DATA FOR ANALYSIS:
PR #23812, opened 2026-06-07
CAMEL-23688: Add extensive test coverage for camel-jbang CLI commands

ammachado:
# Description

Adds test coverage for `camel-jbang-core` CLI commands to prepare the codebase for a refactoring pass ([CAMEL-23688](https://issues.apache.org/jira/browse/CAMEL-23688)).

Before this PR, `commands/process/` had zero tests and `commands/action/` had only 2 test classes for 38+ command files.

**Approach for process commands** (`ListProcess`, `CamelRouteStatus`, `ListEndpoint`, etc.): mock the JDK static methods `ProcessHandle.allProcesses()` and `ProcessHandle.current()` with Mockito 5's `mockStatic`, then write hand-crafted `<pid>-status.json` fixtures via `CommandLineHelper.useHomeDir()`. This exercises the full table-rendering, sorting, filtering, and JSON-output paths without a running Camel integration.

**Approach for action commands**: pure unit tests against public/package-private utility methods, and an inner test-subclass pattern (already established in this module by `CamelRouteDiagramActionTest`) that overrides `findPids()` and `waitForOutputFile()` to inject a prepared JSON response.

**New files:**

`commands/` package:
- `CamelCommandHelperTest` — phase integer to human-readable status string mapping

`commands/action/` package:
- `CamelStartupRecorderActionTest` — step display, name parentheses, sort by duration, empty-pid error
- `LoggerActionTest` — logger list display, sort by context name across two processes
- `MessageTableHelperTest` — body/header visibility toggle, null root, exchange ID in output
- `CamelSourceActionTest` — `extractSourceName()` edge cases (null, plain file, scheme, path, multi-colon)

`commands/process/` package:
- `ProcessCommandTestSupport` — shared base: MockedStatic wiring, status-file helpers, JSON builders
- `CamelContextStatusTest` — Running/Starting/Stopped phase display, JSON output
- `CamelRouteStatusTest` — single/multiple routes, suspended route, filter, limit, JSON output
- `ListProcessTest` — table display, sort by pid/name/age, name filter, reload-error display, JSON output
- `ListEndpointTest` — URI display, direction filter (from/to), JSON output
- `ListHealthTest` — UP/DOWN health check display, readiness-only filter, JSON output
- `ListRestTest` — REST endpoint URL/method display, JSON output
- `ListConsumerTest` — consumer URI/state display, JSON output
- `ListErrorTest` — error display from `<pid>-error.json`, routeId, JSON output
[...]

PR #23822, opened 2026-06-07
CAMEL-23707: Fix row-mutation bug in ListVault when multiple vault types are configured

ammachado:
# Description

`ListVault.doProcessWatchCall()` builds its row list by mutating a single shared `Row` object across all vault-type blocks. The `row.copy()` call that isolates each row is guarded by `i > 0`, which means it only fires for the 2nd and subsequent secrets within a single vault. When a vault has exactly one secret, the row is added to the list while `row` still points to the same object. Every subsequent vault block then mutates that already-added object (`row.vault = "GCP"`, `row.vault = "Azure"`, etc.), so all rendered rows end up carrying the label of the last vault type processed. The same corruption surfaces in `--output json` mode, because the bug occurs during row collection before the `jsonOutput` branch is reached.

Fix: save a `baseRow` (pid + name only) before vault processing begins and reset `row = baseRow.copy()` at the start of each vault block. This ensures no already-added `Row` object is ever mutated by a subsequent vault block, and also prevents stale fields such as `region` from bleeding between vault types.

`ListVaultTest` and `ProcessCommandTestSupport` are ported from the companion PR #23812 (CAMEL-23688) to cover the fix. The test class includes regression tests for both table and JSON output with multiple vault types each having a single secret.

# Target

# Tracking

- [x] If this is a large change, bug fix, or code improvement, I checked there is a [JIRA issue](https://issues.apache.org/jira/browse/CAMEL-23707) filed for the change (usually before you start working on it).

### DIFF
--- a/dsl/camel-jbang/camel-jbang-core/pom.xml
+++ b/dsl/camel-jbang/camel-jbang-core/pom.xml
@@ -186,6 +186,12 @@
             <version>${wiremock-version}</version>
             <scope>test</scope>
         </dependency>
+        <dependency>
+            <groupId>org.mockito</groupId>
+            <artifactId>mockito-junit-jupiter</artifactId>
+            <version>${mockito-version}</version>
+            <scope>test</scope>
+        </dependency>
     </dependencies>
 
     <build>
--- a/dsl/camel-jbang/camel-jbang-core/src/main/java/org/apache/camel/dsl/jbang/core/commands/process/ListVault.java
+++ b/dsl/camel-jbang/camel-jbang-core/src/main/java/org/apache/camel/dsl/jbang/core/commands/process/ListVault.java
@@ -87,10 +87,12 @@ public class ListVault extends ProcessWatchCommand {
                         if ("CamelJBang".equals(row.name)) {
                             row.name = ProcessHelper.extractName(root, ph);
                         }
+                        final Row baseRow = row.copy();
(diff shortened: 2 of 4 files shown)


davsclaus (commented):
Nice catch on the row-mutation bug — the fix is correct and well-tested.

The `baseRow.copy()` approach properly isolates each vault block so that previously-added `Row` objects are never mutated by subsequent vault types. The test coverage is thorough (empty output, individual vault types, the multi-vault single-secret regression case, multi-secret within a vault, and JSON output).

**One coordination concern:** both this PR and the companion PR #23812 (CAMEL-23688) add the exact same two new files (`ListVaultTest.java` and `ProcessCommandTestSupport.java`). Whichever merges second will hit file-creation conflicts. Which PR is intended to merge first? If this bug-fix PR lands first, #23812 should rebase and deduplicate. If #23812 lands first, this PR will need rebasing.

ammachado:
I created separate PRs to allow the maintainers choose which to merge first. This is smaller and contains a bug fix, so I think that it should be merged first.

I'll rebase the other PR if this one is merged first. #23812 needs review anyway, to remove the `@Disabled` annotations.

The maintainers could consider enabling [GitHub Stacked PRs](https://github.github.com/gh-stack/) on this repository when available.

davsclaus:
okay so lets use this PR as is

davsclaus (approved):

DIRECTIONS FOR THIS TASK: Wherever a line in the entries above holds "multiple", copy that line.

SOLUTION:
- `CamelRouteStatusTest` — single/multiple routes, suspended route, filter, limit, JSON output
CAMEL-23707: Fix row-mutation bug in ListVault when multiple vault types are configured
`ListVaultTest` and `ProcessCommandTestSupport` are ported from the companion PR #23812 (CAMEL-23688) to cover the fix. The test class includes regression tests for both table and JSON output with multiple vault types each having a single secret.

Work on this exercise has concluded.